Abstract by Mads Mørup Nygaard
Computational design of proteins and peptides
Knowledge of a protein’s structure is critical for a complete understanding of a protein’s function and interactions as well as for the design of new potential drugs. The two most popular methods for solving atomic resolution structures of proteins are via X-ray crystallography and cryo-electron microscopy (cryo-EM). These are two techniques that present their own set of obstacles to achieve a structure of a given protein and its relevant conformation. Cryo-EM requires a particle of a certain size to resolve distinct features used to align the random orientation of the particles for the subsequent data processing needed to obtain the high-resolution structures. In X-ray crystallography, you need a crystal of the protein – a process that may lock the protein in an unfavorable conformational state.
Protein engineering has been applied successfully on numerous occasions to obtain atomic-resolution structures of proteins. The first part of my thesis focuses on two engineering approaches for solving structures of proteins with a specific focus on G protein-coupled receptors (GPCRs). I) by searching the full protein data bank, we find a number of fusion protein candidates with the potential to be fused into the reading frame of proteins. This is done to increase the particle size and add distinct marks on the particle enabling structural characterization by cryo-EM. II) by fusion of a small peptide from the C-terminal end of the Gα protein into the reading frame of a GPCR. We demonstrate that the peptide binds in the intracellular transducer binding pocket of the GPCR. This might allow for structural characterization of the active conformation of a GPCR via X-ray crystallography without binding the full G protein complex.

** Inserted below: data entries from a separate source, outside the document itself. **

PR #551, opened 2015-07-21
fix for issue 527 (toggle-button color and style)

### LINKED ISSUE #527: Toggle-button color
With my commits (https://github.com/yasp-dota/yasp/pull/526) a new minor issue appeared. Every toggle-button is darker, if collapsed. This is accomplished with:
```css
.toggle-button.collapsed {
  background-color...
}
```
**The problem:**
Every existing toggle-button (especially the Filter-buttons on every page) are not affected by this css-rule, because the .jade-source only states 'data-toggle="collapse"', not class="collapsed".
**The result:** (except player-histograms)
Initially toggle-buttons are not effected by css. They are light. But after uncollapsing and collapsing they become dark. Which is the correct state now.

Aehrraid:
issue: https://github.com/yasp-dota/yasp/issues/527

fixes #527


howardc93:
This looks good to me but I'll let @albertcui take a look first.

Aehrraid:
Correct. Thanks alot!

Aehrraid:
What is the status about this?

howardc93:
waiting for @albertcui to sign off and merge

Aehrraid:
Added another tooltip improvement. How can I assign this change to a new pull request? (not very firm with git(hub))

howardc93:
This is a separate change, so it should be made a separate branch.  You can then make a separate pull request with this change.

You should rollback the change in this PR/branch and then use git push -f to force push.

However, I don't really see the need for this tooltip change.  It adds complexity and isn't very useful (the vast majority of page views are on recent matches).

Aehrraid:
Thanks for the advices concerning the rollback and branches.

I will open a new issue for the tooltips discussion.

PR #553, opened 2015-07-21
Consistent Tags on both blog and blog posts

vramana:


howardc93:
This just turns the current span.label links into regular links?

I'm fine with it, @albertcui should review.

Issue #539, opened 2015-07-18
cal-heatmap wide on mobile


howardchung:
- [x] heatmaps (on match pages and two small ones on player pages) should be scaled to 100% viewport, and heatmap.js scales values by the current width of the image.
- [x] building map should scale to viewport.  
- [x] Building icons should also scale down to match
- [x] rating graph--scrollable and zoomable sometimes makes the page freeze?
- [x] word clouds--locked to 1000px, should scale to viewport (maximum font size may need to be scaled as well)
- [x] player/match pages--nav tabs should collapse like the navbar does
- [x] curly-cue image on faq/blog pages needs to scale to viewport
- [x]  Fix responsiveness of front page (purchase table too wide)
- [x] tables should collapse to avoid stretching the viewport.  Here are some solutions:
http://elvery.net/demo/responsive-tables/ (semi-fixed by table-responsive?)
- [ ] cal-heatmap--too wide for narrow viewports

Aehrraid:
>  Fix responsiveness of front page
Do you mean the general landing page for everyone or the start page for logged-in users (/players/123)?

howardc93:
The general landing page for new users.  I think the issue is the purchases table is too wide and stretches the page.  I worked around it by setting the scaling to 50% so all pages start off more zoomed out, but that's temporary.

howardc93:
We should find a generic solution for displaying our wide tables on mobile.  Once we have one the front page isseu should fix itself.

Aehrraid:
Ok. If i request the front page with 'no-cache' I mostly acknowledge about 5-6s waiting time for yasp.co/ html only. Afterwards, public files take approx. 2s to load. images and icons from cdn.dota2.com take  1.5s and yasp.co images/wallpaper take 1-2s.
*This is worst case*

howardc93:
We have a separate issue for optimizing load times client side: #77

howardc93:
Fixed the table-responsive class not working, so the index page is responsive.

However Bootstrap's solution is simply to make the tables horizontally scrollable without stretching the viewport.  It works, but we can probably display it better.

howardchung:
merge into #368

PR #561, opened 2015-07-24
Align player info and records a bit properly

vramana:
Before:
7fap7sd

After:
ynvvedk


howardc93:
Thanks!   Shouldn't the name be h1 to emphasize it?

vramana:
IMHO, h1 is too large. I would like a more compact UI. I am looking at the following issues.

1. I am investigating why tabs don't collapse well when the viewport is small. 
2. Those labels don't suit well with the theme of website. They seem a bit odd.
3. Filters can be a lot more compact. All the filters under synergies have cursor mis-aligned with tags.

howardc93:
1.  Yes, this is one of the issues in #539 .  We'd love to get some help on that (although we still would have to figure out how to compress the tables for mobile for it to really have an effect).

2.  Go ahead and play around with different display options.  I use them in two places, to display rating on a player profile page, and to display "peak" rating on the ratings tab.  I may move the peak rating to be displayed with the current rating, just to consolidate data...

3.  We are using select2 for the multiple select boxes, and they seem to enforce some weird styling.  I manually override some of the styles here: https://github.com/yasp-dota/yasp/blob/master/public/css/yasp.css#L350

Honestly, I would like to drop it for something more lightweight, and avoid having to use hacky CSS to make it look acceptable.

vramana:
Hey, you tossed around the idea od using WebComponents in the UI improvements issue. I like the idea of componentizing things. Have you ever looked at React? Although, it doesn't solve the CSS global namespace leaks completely, but it allows to write much more flexible components in a declarative way. 

Also, it is really easy to adopt i.e, we don't have to change our existing stack. We can try it out along with our existing stack. We build a nice single page application without having to disturb the system too much.  There also some other benefits we can get out of a complete React based application server-side renderning(Not really a benefit because we are currently doing rending but I think we can do better in some cases), load javascript on demand i.e, we currently dowload around 350kb of javascript, I think we can cut that down so much more. Surely, the home page doesn't need all that JavaScript to render.

I'll understand if you are sceptical about this, I don't mind that. I'll focus on UI for now.

howardc93:
I have never used WebComponents, it's something that @albertcui has been playing with.

I have used React, but I haven't found it very useful for YASP since the user rarely interacts with the data.  We just render it once and it doesn't really change in response to user input.

At this point it would be quite a bit of work to refactor everything into a SPA.  You could try it if you wanted in a small section of the site.

You may want to pull the pm2 branch if you are doing more work.  I changed how the ratings are displayed and am using selectize instead of select2 for the query form.

vramana:
I think that View as JSON should be moved to some other place. Do you have any metrics on how many people click that link or visit that URL?

howardc93:
Ideas for where to move it?  It's not that heavily used, but the feature was asked for by a few people so we just added it since it wasnt difficult.

vramana:
I prefer expose it as a REST API than show it on the page. We just need to write some documentation and link in FAQ and describe it the README of the repo. How about that?

howardc93:
It's not really much of an API, just tack on ?json=1 to a player or match page.  I suppose we could just mention it in the README and remove the link.

vramana:
This is how I see a page
screenshot from 2015-07-24 17 09 08

Almost very little content is being shown. I have to scroll down like an entire page to get to the actual content. I think both the notifications and header takes too much space. 

The Source 2 notification is important but once I have been notified I don't need to see it again and again. And there is now way to dismiss it. How about adding it as tooltip to the skipped status in the match list? I think that would be more useful. 

All though I view the page, I see "This user is tracked! Matches they play are automatically parsed.". It annoys me a little because it should tell "Your matches are being tracked" or something like that. Instead of it big notification at the top, how about showing a small icon with tooltip which mentions whether user is tracked or not. Something like an eye icon. White color would represent the user is tracked, a crossed out dark eye would represent a untracked user profile.

vramana:
Also there is ton of whitespace and large fonts. There is too much padding on above an below the navigation links. 

I nuked a ton of whitespace, removed notifications, reduced fonts size. This is what the page looks like now.
screenshot from 2015-07-24 18 10 06

This is has a lot of rough edges but what do you think? Which one looks better?  On a larger screen I think we should push the adds towards the sides. That would be even better but I am a little afraid that it'll make layout a little bit complex. May be not I don't know. But I think it's worth giving a shot.

howardc93:
Submit a new PR for those changes and I'll take a look.  @albertcui should weigh in, he's the UI guy.

vramana:
Okay.

howardc93:
You are right about the banners though.

The Source 2 banner is actually a "general site notification" banner and is not a permanent part of the site.  We set a key in Redis when we want to display a sitewide message.

I will replace the tracked banner with an icon.

The full history is probably important enough to remain a banner (it also is not as "permanent") since it should disappear once we are caught up.

vramana:
Hey can you tell me how to setup the database server locally?? I really want to look at the changes I make locally. But I have been burnt to crisp trying to setup redis and postgresql in the past. So, I am little afraid to do it own my without any instructions.

howardc93:
We develop on Ubuntu.  Then it should be as simple as `sudo apt-get install mongodb redis-server`

vramana:
Even I am on ubuntu.  My console is filled with these message when I do `npm start` 
```
19:34:14 parseManager.1 |  2015-07-24T14:04:14.209Z - info: retrying: http://localhost:5100/?key=shared_secret_with_retriever
19:34:14 parseManager.1 |  2015-07-24T14:04:14.210Z - info: getData: http://localhost:5100/?key=shared_secret_with_retriever
19:34:14 worker.1       |  2015-07-24T14:04:14.425Z - info: retrying: http://localhost:5100/?key=shared_secret_with_retriever
19:34:14 worker.1       |  2015-07-24T14:04:14.426Z - info: getData: http://localhost:5100/?key=shared_secret_with_retriever
19:34:14 scanner.1      |  2015-07-24T14:04:14.489Z - info: retrying: http://api.steampowered.com/IDOTA2Match_570/GetMatchHistory/V001/?key=
19:34:14 scanner.1      |  2015-07-24T14:04:14.489Z - info: getData: http://api.steampowered.com/IDOTA2Match_570/GetMatchHistory/V001/?key=
```
Can you explain what to do? I am missing some config but i am not able to figure it out from README.

howardc93:
The localhost:5100 error is due to not having a working retriever running.  The retriever requires a Steam username and password.

The other error is due to the scanner not having a Steam API key.

If you are just testing UI changes you don't need either, but you will need some sample data.

You can either run just the webserver with `nf -j Procfile.dev start web`, or add the appropriate env variables in an .env file.

vramana:
Where and How should I add the sample data? I want to work on Profile pages. Is there sample data for that?

vramana:
What does this error mean ?
```
20:13:56 web.1 |  { [Error: Cannot find module '../build/Release/bson'] code: 'MODULE_NOT_FOUND' }
20:13:56 web.1 |  js-bson: Failed to load c++ bson extension, using pure JS version
```

howardc93:
https://github.com/yasp-dota/testfiles/blob/master/dota.zip contains a sample db dump that you can import.  It has I think about 6000 matches and 28000 players.

I've seen that a few times, but never figured out what caused it, probably lack of build tools on your dev machine.  It doesn't seem to affect operation.

vramana:
I have downloaded the dump. How should I connect it to the server?

vramana:
Apparently, the bson error in my case is due to using python3 as default in which case it fails silently during the installation.

howardc93:
Unzip it and then use mongorestore to import it.  You can read the mongodb docs for detailed usage.

vramana:
After searching for a while, I have tried following this http://www.thegeekstuff.com/2013/09/mongodump-mongorestore/ But no luck. `service mongod start`. Just gives me `mongod: unrecognised service` 

I am sorry for bieng a total noob. Can you point to some basic resources? Just to get up and running.

howardc93:
You could try the mongodb docs.   The service might also be named mongodb, not mongod.

vramana:
The official docs are a bit cryptic. I am reading it hopefully I'll have some success by tomorrow. 

I am trying to play with mobile version. I have put a `hidden-xs` class on a few because it felt like I am cramming too much. This felt a bit clean to me. On the desktop we will have the full description. 

saefcawe

vramana:
@howardc93 Will you merge this or hold off until @albertcui says yes ?

howardc93:
I want @albertcui to take a look first.

albertcui:
This looks great to me. Thanks for the contribution!

vramana:
How about merging totals tab into records tab ?? Totals are calculated in records anyway. It reduce overall clutter IHMO.

howardc93:
They're a little different.  The current "Totals" tab is for multidimensional data (killstreaks, multikills, and wards).

The Records totals are single-value totals.

vramana:
But Totals is kind of Confusing name. Because all Totals are not present only data about Streaks and Obs & Sentries are available. So, its kind of odd that its named Totals. I think Obs & Sentries should be moved to a tab named Vision and the Totals should be renamed to Streaks.That will be a lot more clear than simply saying Totals which doesn't give much info of what we are talking about. 

We don't show maximum no. of double kills or triple kills that happened in a game. But can't that be treated as a "record" ?

howardc93:
I guess we can do that.  Both of those pages will be pretty short, though.

We can treat them as a record, but we have to individually define them.  In `aggregator.js` we have declare the category and then give the path to it.

vramana:
In the current layout everything collapses to a single-column. I have made a few tweaks. Can you give some feedback ?? 


blhf7kx
2sgnwzw
5pa27m0
q9dyo0y
6qkptdo

howardc93:
Depends on what you did.  I think the Bootstrap way is to stack the columns
when the viewport shrinks below the minimum size defined in the column,
e.g. col-md-4.  Setting col-sm-4 or col-xs-4 lets the columns shrink
further before they stack.

vramana:
Yeah I understand that. I have attached a few images. It seems you have replied from your mail directly so, may be you haven't looked at them.

howardc93:
Ah, I didn't see the commit.  Looks good to me, @albertcui will merge when he signs off.

vramana:
I have tweaked things a bit more especially the where cheese appears. 

istthtj
fht9cgg
nf3fpxy
agp4mvn
rrijq7r

howardc93:
I don't really like hiding data on narrow viewports.  Can we figure out a way to display it acceptably?

vramana:
We have decrease the size of text to accommodate things. Probably we can accomdate KDA. Puttting Abandoned will be too much. Layout is will look really wierd. 

On large viewports, progress bar looks nice but as you can see from the last image, the progress bar doesn't look nice at all. On a regular phone size it will shrink even more. Let me try something else.

albertcui:
Aologies that this hasn't been merged in yet. I've been really busy this summer :(

vramana:
@albertcui It's fine. I am not completely okay with current state of PR. I am still looking to improve a few things here and there. I would be happy if you can give some feedback.

albertcui:
I am fine with restricting information. KDA is not important information, esp if you're on a mobile device.

I love the Cheese change. It looks great. I could never get any of the player-header stuff to line up. I'm very impressed :D

albertcui:
I'm wondering if it's a little icon overload though. The rating/mmr stuff doesn't really need to be an icon I think, and the fact that we need to use a tooltip to explain what the icon means kind of supports that. If we can remove the tooltip it makes it a little cleaner, too.

vramana:
> I'm wondering if it's a little icon overload though. The rating/mmr stuff doesn't really need to be an icon I think, and the fact that we need to use a tooltip to explain what the icon means kind of supports that. If we can remove the tooltip it makes it a little cleaner, too.

Even I think so. I think even peak solo/party mmr, are not so important there.

What do you think about the progress bar? It really looks ood to me on smaller viewports especially. It doesn't align well which I think makes it stands a bit odd among everything else. 

Is there any reason to use uppercase everywhere all the headers & player name?? Can you explain the rationale behind it?

I want to decrease the over all font size over the entire page by 10% or so.

howardc93:
We could display MMR only on the rating tab.  I figured it was of interest to most people so I put it on every page.

I think the progress bar looks fine but I'm open to different ways of displaying winrate.

@albertcui did the uppercase thing.

vramana:
I tweaked the filters a bit. Now they don't occupy as mush space as they used to.

Before:
slonw0e

After:
cz7oc27

howardc93:
The problem with no labels is that the multiple select fields become
ambiguous when populated

Brian-McG:
> The problem with no labels is that the multiple select fields become
> ambiguous when populated

Agreed, the filter can be collapsed so the additional white-space is less of an issue.

vramana:
I couldn't come up with a better solution than this. I tried a changing the layout completely but it didn't come out well.  

@Brian-McG How would you collapse the filter?  I think only for synergies the labels are needed in other forms fields the placeholder themselves explain the form well. We dont need to repeat that.

@albertcui Can you give some advice?

vramana:
Oh sorry. There was another element with the same id so, I changed it. I'll change that back and change the other elements id.

howardchung:
The form changes are separate and should be rolled back in this PR.

I made some changes myself to forms which address some of the issues (using selectize for all fields, fixing the id conflict)

This branch should only contain the changes to alignment and columns.

vramana:
Okay.

albertcui:
Merged this without the form changes. Thanks a lot! Sorry again about the wait.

In the second part of my thesis, I focus on optimizing binding between peptides and binding partners via substitutions to non-proteinogenic amino acids using two different machine learning models. A deep learning 3D convolutional neural network can be trained on structures of proteins to predict which amino acid can be inserted in a given environment consisting of the cavity left behind upon removal of the given amino acid. Typically, models have been trained in a classification setting with the goal of predicting the 20 natural amino acids. Here, I expand the model by replacing the categorical output with a continuous one, corresponding to the latent space of a pre-trained molecular representation model. We show that the new model leads to meaningful perturbations over the natural amino acids and demonstrates a performance comparable to the state of the art with reduced computational cost.
In the second model, I fit relative binding affinity values obtained in a deep mutational scan of natural amino acids of three peptides binding to the Sushi domain 1 of the GABAB1a receptor. I show that by encoding the amino acids with the z-scales for amino acids we are able to fruitfully extrapolate the model to predict affinities when substituting to the 67 non-proteinogenic amino acids in the z-scales. Eight suggested non-proteinogenic amino acid substitutions from the model were selected for binding affinity characterization in vitro. All eight peptides with the suggested substitutions showed better binding affinity than wildtype and four were better than the previous best substitution to a natural amino acid in the same position. The two models show incorporation of machine learning models may be a good idea when optimizing peptides in a rational design approach.